Step 2: Set up OpenAI and Pinecone

I use environment variables to store my API keys for OpenAI and Pinecone. I use the dotenv package to load these keys from a .env file. This keeps my credentials hidden from notebooks and ready to pass to OpenAI and Pinecone.

Get env vars
Set env vars

Step 3: Set up vector index

Setting up an index in Piencone didn’t take long and was explained well in the developers guide (available when you set up an account).

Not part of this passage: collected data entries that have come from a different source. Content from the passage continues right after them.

PR #2408, opened 2018-01-04
Fixing the exit_early command.

### LINKED ISSUE #2403: Travis exit_early script makes it impossible to merge a PR
I'm using BLT and Travis. I updated some docs and opened a PR. Travis is reporting the build as a failure based on the output of exit_early. 

Should `exit_early` return 0 to indicate the build should be marked as Success if triggered? Or maybe use the `travis_terminate 0` command?

```sh
if ! git diff --name-only $TRAVIS_COMMIT_RANGE | grep -qvE '(\.md$)'
then
  if [ "$TRAVIS_PULL_REQUEST" != "false" ]
  then
    echo "Only docs were updated, stopping build process."
    travis_terminate 0
  fi
fi
```

Got this thought from a [stackoverflow post](https://stackoverflow.com/questions/44087114/how-to-kill-travis-build-with-exit-code-0-using-command). Not sure if it works, can't find this command documented anywhere... there is also some thought/mention to using a `set +e` flag in this file.

---

My Travis build output:
image

dpagini:
Closes #2403.

First commit shows a `README.md` change only to show Travis builds stalling with existing code.

Second commit (_coming after failure_) introduces a new method of exiting early.

### DIFF
--- a/README.md
+++ b/README.md
@@ -107,3 +107,5 @@ Copyright (C) 2016 Acquia, Inc.
 This program is free software: you can redistribute it and/or modify it under the terms of the GNU General Public License version 2 as published by the Free Software Foundation.
 
 This program is distributed in the hope that it will be useful, but WITHOUT ANY WARRANTY; without even the implied warranty of MERCHANTABILITY or FITNESS FOR A PARTICULAR PURPOSE.  See the GNU General Public License for more details.
+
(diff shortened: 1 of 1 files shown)


dpagini:
Alright, well the exit_early command works fine in this repo, so I'm going to close. I have no idea why this is failing on my Travis...

PR #2423, opened 2018-01-08
Fix xdebug and nodejs on beetbox.

danepowell:
The nodejs and xdebug settings in the box config are completely ignored if you use beetbox. This is the root cause: https://github.com/geerlingguy/drupal-vm/issues/1649

tl;dr: you have to add components to installed_extras in order to configure them (regardless of whether beetbox provides them by default).


danepowell:
Sorry I missed the code style issue with the first commit. It looks like the later test fails are a systemic problem though, unrelated to this PR.

PR #2447, opened 2018-01-12
Remove export from setup:composer:install

steveworley:
Other composer installs from BLT do not enforce failure on patch which
can cause some issues eg. blt deploy will work but blt setup will fail
at composer install. Given that composer patches doesn't fully support ignoring patches dependent projects can introduce patches that may break throughout a build which could cause issues with developer on-boarding.

For consistency all composer installs should follow the same process.

- This can be enforced per project in composer.json with "composer-exit-on-patch-failure": true.

Changes proposed:

- Add `composer:install` command
- Update `setup:composer:install` to invoke `composer:install`.
- Update `deploy` to invoke `composer:install` without dev.
- Add `project.yml` key to control composer cache clearing (for deploy
and setup).
- Remove `export COMPOSER_EXIT_ON_PATCH_FAILURE=1` from the
`composer:install` command ([this can be added in composer.json](https://github.com/cweagans/composer-patches#error-handling) per
project).

### DIFF
--- a/src/Robo/Commands/Composer/ComposerCommand.php
+++ b/src/Robo/Commands/Composer/ComposerCommand.php
@@ -4,6 +4,7 @@ namespace Acquia\Blt\Robo\Commands\Composer;
 
 use Acquia\Blt\Robo\BltTasks;
 use Acquia\Blt\Robo\Exceptions\BltException;
+use Robo\Contract\VerbosityThresholdInterface;
 
 /**
  * Defines commands in the "composer:*" namespace.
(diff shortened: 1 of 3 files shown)


src/Robo/Commands/Composer/ComposerCommand.php
```diff
@@ -61,4 +62,37 @@ public function requirePackage($package_name, $package_version, $options = ['dev
...
+   *
+   * @param bool $dev
+   *   Whether or no dev packages should be installed.
+   *
+   * @return bool
+   *   If the command was successful.
+   *
+   * @command composer:install
+   */
+  public function install($dev = TRUE) {
```
grasmash: I think we want to use dev as an option rather than an argument. 

```
$options = ['dev' => TRUE]
```

See https://github.com/consolidation/annotated-command#option-default-values

PR #2448, opened 2018-01-12
Fix chrome on Travis.

grasmash:


grasmash:
See https://github.com/travis-ci/travis-ci/issues/8836

dpagini:
Is the real fix here just the change to sudo in the Travis file @grasmash?

We're still on `8.9.11` I believe, so are any of the other updates in this file _needed_ to get this to work? Or cleanup of some kind?

PR #2451, opened 2018-01-16
Adding command to generate stub config_split configuration/directories.

pixlkat:
@grasmash / @danepowell 

This PR creates a BLT command which creates configs/directories for standard environment-based splits (Local, CI, Dev, Stage, Prod). It will skip any split that already has a config file present in the default config directory. It also does not touch the config in `project.yml` for toggling modules on/off.

### DIFF
--- a/scripts/config-split/templates/config_split.config_split.env.yml.twig
+++ b/scripts/config-split/templates/config_split.config_split.env.yml.twig
@@ -1,0 +1,14 @@
+uuid: {{ uuid }}
+langcode: en
+status: true
+dependencies: {  }
+id: {{ id }}
+label: {{ name }}
+folder: ../config/envs/{{ id }}
+module: {  }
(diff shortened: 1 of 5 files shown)


scripts/config-split/templates/config_split.config_split.env.yml.twig
```diff
@@ -0,0 +1,14 @@
+uuid: {{ uuid }}
```
danepowell: I worry about what will happen if/when config split updates their configuration schema, and we also need to update this template to match.

I'm not sure of a better alternative though.

grasmash:
> we should remove the pre-existing CI directory

Makes sense to remove it.

pixlkat:
@grasmash - I removed the `ci` directory and moved the README up a level and changed the wording a bit.

cc @danepowell

Issue #2466, opened 2018-01-20
Running BLT VM did not generate Drush Alias File After Drush 9 Update


mikemadison13:
My system information:
* Operating system type: Mac OS
* Operating system version: 10.11.6
* BLT version: 9.0.0-alpha2

Output of `blt doctor`:
```
blt doctor
Drupal VM was detected. Running blt doctor inside of VM...
Executing command cd /var/www/<project>/docroot/.. && /var/www/<project>/docroot/../vendor/bin/drush cc drush && /var/www/<project>/docroot/../vendor/bin/drush --include=/var/www/<project>/docroot/../vendor/acquia/blt/drush blt-doctor -r /var/www/<project>/docroot/../docroot inside of Drupal VM...
 [success] 'drush' cache was cleared.

                     
  [Exception]        
  Bootstrap failed.  
                     

blt:doctor [-h|--help] [-q|--quiet] [-v|vv|vvv|--verbose] [-V|--version] [--ansi] [--no-ansi] [-n|--no-interaction] [-d|--debug] [-y|--yes] [--no] [--remote-host REMOTE-HOST] [--remote-user REMOTE-USER] [-r|--root ROOT] [-l|--uri URI] [--simulate] [--pipe] [-D|--define DEFINE] [--druplicon] [--notify] [--xh-link XH-LINK] [--] <command>

Connection to 127.0.0.1 closed.
Attempting to run doctor on host machine...

```

When I run this command:
```
blt vm
```

And I expected this to happen:
I expected that the Drush 9 alias file would be generated for the new local / vm, but it was not.

mikemadison13:
digging into this, i believe the issue is that I had drush_server_home() in my old site alias file. 

I think we need to expand our documentation in drush/sites/README.md to help people troubleshoot this. It is unclear to me if BLT VM was necessary in this instance, or if blt update should have addressed this (re: https://github.com/acquia/blt/issues/2437). However, as far as I can tell, I had to manually remove drush_server_home() from the alias file, then move the file, then run the drush command to get a local alias.

see: https://github.com/acquia/blt/pull/2241/files

mikemadison13:
note that once i have the valid alias file, i am not getting:
`Permission denied (publickey,password).`

This may be related to https://github.com/geerlingguy/drupal-vm/issues/1595 ?

grasmash:
The upgrade hook should have actually created new Drush alias files in a Yaml format. Did that happen?

mikemadison13:
[...]

PR #2467, opened 2018-01-20
BLT-2374: re-enabling features import with drush 9 compatible version…

### LINKED ISSUE #2374: Re-implement or remove checkFeaturesOverrides
https://github.com/acquia/blt/blob/9.1.x/src/Robo/Commands/Setup/ConfigCommand.php#L90

mikemadison13:
… of features.

Fixes #2374  .

Changes proposed:
- add features to composer (suggested?) at hash: 2e82a6ad751fc88f771be5b4e53b98a8c6eb66b5 which includes https://www.drupal.org/project/features/issues/2913651
-remove early return in checkFeaturesOverrides() function in src/Robo/Commands/Setup/ConfigCommand.php to allow features import to continue running

### DIFF
--- a/composer.suggested.json
+++ b/composer.suggested.json
@@ -15,7 +15,8 @@
     "drupal/memcache": "^2.0-alpha5",
     "drupal/seckit": "^1.0.0-alpha2",
     "drupal/security_review": "*",
-    "drupal/shield": "^1.0.0"
+    "drupal/shield": "^1.0.0",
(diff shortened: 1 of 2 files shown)


mikemadison13:
@grasmash this "should" work but I was unable to fully test it due to https://github.com/acquia/blt/issues/2466 (and my inability to do an alias into my local environment with drush). 

also, do you have an opinion as to which of the composer files this goes into? i put it in suggested for now.

grasmash:
I think they going in the suggested composer file works fine, but we may want to check to ensure that features exists before we execute any commands.

PR #2487, opened 2018-01-24
Cleaning up wizard. (#2484)

grasmash:
* Porting remaining commands, adding aliases.

* Clean up aliases.

* Fixing validate command.


src/Robo/Commands/Setup/WizardCommand.php
```diff
@@ -100,9 +100,30 @@ protected function askForAnswers() {
...
+      ];
+      $answers['cm']['strategy'] = $this->askChoice('Choose a configuration management strategy:', $strategy_options, 'config-split');
+    }
+    else {
+      $answers['cm']['strategy'] = 'none';
+    }
+
+    $profile_options = [
+      'lightning' => 'Lightning',
+      'minimal' => 'Minimal',
```
greylabel: @grasmash I think `testing` should also be an option here.

PR #2508, opened 2018-01-31
make vm vs non-vm more clear

CashWilliams:

### DIFF
--- a/readme/onboarding.md
+++ b/readme/onboarding.md
@@ -25,7 +25,7 @@ You have probably been linked to this documentation by a project that is using B
 1. Run `composer install` (you must already have Composer installed).
 1. Install `blt` alias: `composer run-script blt-alias`. At this point you might need restart your shell in order for the alias work.
 
-If your project uses a virtual development environment such as DrupalVM:
+If your project has an existing virtual development environment configured, such as DrupalVM:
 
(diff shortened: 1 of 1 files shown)


readme/onboarding.md
```diff
@@ -25,7 +25,7 @@ You have probably been linked to this documentation by a project that is using B
 1. Run `composer install` (you must already have Composer installed).
 1. Install `blt` alias: `composer run-script blt-alias`. At this point you might need restart your shell in order for the alias work.
 
-If your project uses a virtual development environment such as DrupalVM:
+If your project has an existing virtual development environment configured, such as DrupalVM:
```
grasmash: Hm, even if you don't have a configured VM, you can still run this and it will configure it for you.

CashWilliams: thats fair. what was unclear to me when I originally read this was that this command is to start your _already configured_ VM. I read it was it would make new VM config for me, but the project I pulled down already had VM config and I wanted to use that, so this command felt like the wrong one based on this wording.

CashWilliams: instead I saw the VagrantFile and figured I should just run `vagrant up` which broken things

grasmash:
https://github.com/acquia/blt/commit/4cc786569e9c9fea9654e64dcc02f435ba1d286e

PR #2521, opened 2018-02-05
Make allow_failure step in .travis.yml reachable

dpagini:
Posting this as PR b/c I need it as a patch.

Not sure if this should be the extent of the change, or if other bash scripts should change as well, and what other branches this should be opened against...? Any direction here is welcome...

Here is my issue and what I'm trying to solve.
I use a Travis `after_failure` script to upload any behat errors to a 3rd party site. At some point, this stopped working, and I began trying to figure out why. I started by pairing my Travis file down to the bare minimum, and `after_failure` was executing for me. I found that by adding back my `install` scripts (which include the `setup_project` and `setup_environment` scripts), my `after_failure` script stopped running. Based on some Travis reading, a call to `set -e` in any file is changing the behavior of the entire shell, and any error bubbles up and stops the script. I found that by ending these scripts with a `set +e` that it is allowing me to correctly finish the build and hit the `after_failure` script, and still let the build end in error.

I hope that was a clear explanation, but I can try to give more details if possible.

### DIFF
--- a/scripts/travis/.travis.yml
+++ b/scripts/travis/.travis.yml
@@ -55,7 +55,7 @@ install:
   - source ${BLT_DIR}/scripts/travis/setup_project
 
 script:
-  - source ${BLT_DIR}/scripts/travis/run_tests
+  - ${BLT_DIR}/scripts/travis/run_tests
 
 deploy:
    - provider: script
--- a/scripts/travis/deploy_branch
+++ b/scripts/travis/deploy_branch
@@ -4,4 +4,4 @@ set -ev
 
 blt deploy --commit-msg "Automated commit by Travis CI for Build ${TRAVIS_BUILD_ID}" --branch "${TRAVIS_BRANCH}-build" --ignore-dirty --no-interaction -v
 
-set +v
+set +ev
--- a/scripts/travis/deploy_tag
+++ b/scripts/travis/deploy_tag
@@ -4,4 +4,4 @@ set -ev
 
 blt deploy --commit-msg "Automated commit by Travis CI for Build ${TRAVIS_TAG}" --tag "${TRAVIS_TAG}-build" --ignore-dirty -v
 
-set +v
+set +ev
--- a/scripts/travis/run_tests
+++ b/scripts/travis/run_tests
@@ -9,4 +9,4 @@ blt validate:all
 ${BLT_DIR}/scripts/travis/tick-tock.sh blt setup --define drush.alias='${drush.aliases.ci}' --define environment=ci --no-interaction --yes -v
 blt tests:all --define drush.alias='${drush.aliases.ci}' --define tests.run-server=true --define environment=ci --yes -v
 
-set +v
+set +ev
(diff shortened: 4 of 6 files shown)


dpagini:
Ok, so I don't think this is a total fix, but I still think it's relevant...

I learned a bit about bash while working on this. So using `$ source filename` syntax, you are running the script in the context of the same shell you are currently in. I think this makes sense, for example, in the `setup_environment` script, where we are setting the path. For the `run_tests` command, I'm not sure this is the best choice. It is here where using `set -e` _bleeds_ to the current shell environment.

I think [this line](https://github.com/acquia/blt/blob/9.x/scripts/travis/.travis.yml#L57) should execute the script as a standalone program instead of "sourcing" the script.

That would change:
```
script: 
  - source ${BLT_DIR}/scripts/travis/run_tests
```
to just:
```
script:
  - ${BLT_DIR}/scripts/travis/run_tests
```

dpagini:
Just updated this PR to include the suggested Travis file change as well. @grasmash any thoughts on this approach? If this works for you, I can open a PR against 9.x as well...? Thanks!

grasmash:
So I think that part of the reason we use `source` is so that travis shows the individual commands in the script that are called. Once you remove it, the whole script gets wrapped up in a singe line call that can be harder to debug.

dpagini:
Hmm... so what about changes to the `set -e` logic? Is it possible maybe these scripts have some checks at the bottom for exit codes instead of using that directive at the top?
Or what about just a BLT command to fire `run_tests` instead of a custom script? So something like `$ blt tests:ci:travis` that then calls `validate:all && setup && tests:all`? That command could output what's needed and set the appropriate flags.

Sorry, just getting some ideas out there. I think you understand my problem though based on the issue title change. LMK if any of those ideas sound appropriate and I can pursue...

grasmash:
>  Is it possible maybe these scripts have some checks at the bottom for exit codes instead of using that directive at the top?

I'd be fine with that. You could check for failure and return from the script prematurely.

dpagini:
Hmm... I just don't know how to do that piece. Would this be better as a closed PR and open issue request?
I think I'm still seeing the same thing in `9.0` now where I can't get `after_failure` to trigger in Travis.

danepowell:
> So I think that part of the reason we use source is so that travis shows the individual commands in the script that are called. Once you remove it, the whole script gets wrapped up in a singe line call that can be harder to debug.

I just tested this and can't seem to reproduce this observation, I can see no difference in the formatting of the Travis output using `source` or not.

Does anyone know if perhaps Travis changed something? I'd like to merge this, but want to make sure I'm not overlooking something in relation to Matt's concern.

danepowell:
Ah... regardless, this would need to be reopened against 9.x, so I'll close this for now. Feel free to reopen if we can confirm the Travis behavior.

dpagini:
I'll take a look at this again if I can... It's difficult to encourage contribution when a PR sits out there for 6 months at a time and then gets closed. =/

danepowell:
I'm sorry about that, and I totally understand your frustration, I'd feel the same way. We're trying to catch up on the backlog of issues but realistically it will probably take a while.

PR #2539, opened 2018-02-11
Allow Chromium for Behat tests.

kviolka:
On Debian we have Chromium instead of Google Chrome. This patch allows using it.


kviolka:
I'm using BLT 8.x right now, but it should work also with 9, right? :)

grasmash:
8.x is a deprecated branch. Please use 8.9.x.

PR #2552, opened 2018-02-13
Moving cloud hook logic to PHP.

grasmash:


danepowell:
This fails to correctly detect ACSF multi-stack tenants, and tries to run Cloud Hooks leading to errors like https://github.com/acquia/blt/issues/3565

I'm wondering if there's a reason we didn't use the existing logic to detect ACSF envs here? https://github.com/acquia/blt/pull/2313

PR #3544, opened 2019-04-11
Allow both supported minor versions of Drupal Core 8

TravisCarden:
[Per Drupal.org](https://www.drupal.org/drupal-security-team/general-information#supported), "Starting with the release of Drupal 8.6.0, two minor releases receive security support at a time. For example, Drupal 8.6 receives security support until the release of Drupal 8.8.0." BLT should therefore remain compatible with two minor versions. This is important for ORCA, because we want to test that our product modules are compatible with all supported versions of Drupal, but we can't do so with a BLT-based test fixture if the version constraint only allows the latest version.

### DIFF
--- a/composer.json
+++ b/composer.json
@@ -35,7 +35,7 @@
         "drupal/coder": "^8.3.1",
         "drush/drush": "^9.5.0",
         "drupal/config_split": "^1.0.0",
-        "drupal/core": "^8.6.0",
+        "drupal/core": "^8.5.0",
         "drupal/features": "^3.8.0",
         "drupal/memcache": "2.0-alpha7",
         "drupal/seckit": "^1.0.0-alpha2",
--- a/composer.lock
+++ b/composer.lock
@@ -4,7 +4,7 @@
         "Read more about it at https://getcomposer.org/doc/01-basic-usage.md#installing-dependencies",
         "This file is @generated automatically"
     ],
-    "content-hash": "dbb71ca2256b20d47044ea0db135d2f5",
+    "content-hash": "d13acf0a616233c2c481fa29553dc1ae",
     "packages": [
         {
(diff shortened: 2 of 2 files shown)


composer.json
```diff
@@ -35,7 +35,7 @@
         "drupal/coder": "^8.3.1",
         "drush/drush": "^9.5.0",
         "drupal/config_split": "^1.0.0",
-        "drupal/core": "^8.6.0",
+        "drupal/core": "^8.5.0",
```
anavarre: Do we really want this? Drupal 8.7.0 is almost out of the door, which will de facto make 8.5.x deprecated entirely. What we can refrain from doing, however, is to update core to `^8.7.0` and leave it to `^8.6.0`.

TravisCarden: Well, @anavarre, I'm ready to roll out ORCA functionality that automatically selects the two supported releases via Composer and tests against them. I could roll it out today if it weren't for this line. I would prefer to make this change today and revert it a short time in the future. It's a trivial effort, and we get significant instant value from it.

TravisCarden: ...oh, and it should have no impact whatsoever on current users. Even new users will automatically get the latest version of Drupal Core by virtue of Composer's logic. To oversimplify things, this helps ORCA and has no effect on anyone else. 😃

danepowell:
I'm merging this PR solely for the purpose of temporarily unblocking ORCA. This shouldn't be taken as an indication that BLT 10.x officially supports Drupal core 8.5.x (it [officially does not](https://github.com/acquia/blt#release-support-status)). We'll revert it in coordination with ORCA once 8.7 drops and 8.5 becomes officially unsupported by core.

TravisCarden:
Thank you, @danepowell!!

PR #3545, opened 2019-04-11
Clarify composer error message

danepowell:
I don't _think_ this should have any negative effects unless someone is running this in some sort of mission critical environment where they don't want Composer to stomp on other processes. Which is maybe a scenario worth considering. I'm open to ideas.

Usually, when we talk about vector indexes, they refer to different methods used to ensure fast retrieval. In Pinecone, an index a place to store your vectors. It holds your embeddings, associated metadata and enables fast search. You can think of it in two ways:

  1. A collection of vectors: all the embeddings you want to retrieve from.

  2. Fast retrieval: as I discussed in a previous post on vector databases, the indexing methods are what allow the database to perform quick similarity searches.

To set up a Pinecone index, you first need to define a name (which can be seen in the Pinecone dashboard). Indexes are stored in Pinecone’s cloud, so you only need to create them once.

Define index

When creating a new index, you need to pass a few parameters:

  • name: the index name

  • dimension: the size of the embeddings (OpenAI embeddings)

  • metric: similarity metric used to compare vector

  • spec: defines the cloud and region where the index is stored

Step 4: Store embeddings with an ID

I decided to generate embeddings and vector IDs at the same time to ensure there is no misalignment between each chunk, embedding and vector ID.

Store embeddings

To speed things up, I use batch processing. Instead of sending each embedding to Pinecone one by one, I collect multiple embeddings in a batch and upload them together! Each vector stored in the index includes:

  • Vector ID: a unique id for the chunk.

  • Values: the vector generated by OpenAI embeddings.

  • Metadata: information like post title, chunk title, date and source, which gives the chatbot context for its responses.

Each batch is then upserted to Pinecone. Once stored, the vectors can be accessed whenever needed, so there’s no need to recreate them!

Step 5: Test Retrieval

I ran a quick check to see how well retrieval works!

To test:

  1. I define a query and embed it using the same OpenAI embedding model that I used to create the vectors.

  2. I query the Pinecone vector database and return the top 3 results.

  3. To mimic the final RAG chatbot process (see the diagram in the Chatbot Explained post), I add these top 3 chunks to the original user prompt and parse the LLM’s response.

The results are promising! Retrieval is much more accurate than in my Email Genie project. I think taking extra time to carefully decide how to chunk my data really paid off here!




Evaluation

Ideally, I want a more thorough way to test retrieval than just manually checking returns of a few queries. I think it would be good for me to build a mini test set, especially as I look to build on retrieval and improve it.

Mini-Test Set Explained

The idea is to define 20–30 prompts. For each prompt, I will set the ground truth:

  • The path of the blog post that contains the relevant information

  • The chunk name/s that include the correct answer

This will give me a controlled dataset to check whether retrieval is returning the correct content or not.

Evaluation Metrics

To assess retrieval performance, I plan to use:

  • Recall: measures whether the correct chunks are returned at all. A high recall means the chatbot is finding the correct information among the top results.

  • Precision: measures how many of the retrieved chunks are actually correct. High precision ensures that the chatbot isn’t returning unrelated content.




Summary

So now retrieval is set up, the next step is seeing if I can improve it! Right now, retrieval is pretty simple. It works well, but there are a few things I want to try out.

One thing I’d like to see is whether the chatbot can prioritise more recent posts in its responses by using recency-based retrieval. I’m also curious to see if combining vector search with keyword search returns better responses, or if it turns out that these extra complexities aren’t really needed and the simple approach works just fine.

My next focus will be building a test set that covers different scenarios. That way, I’ll have a proper way to compare performance and pick the best retrieval method!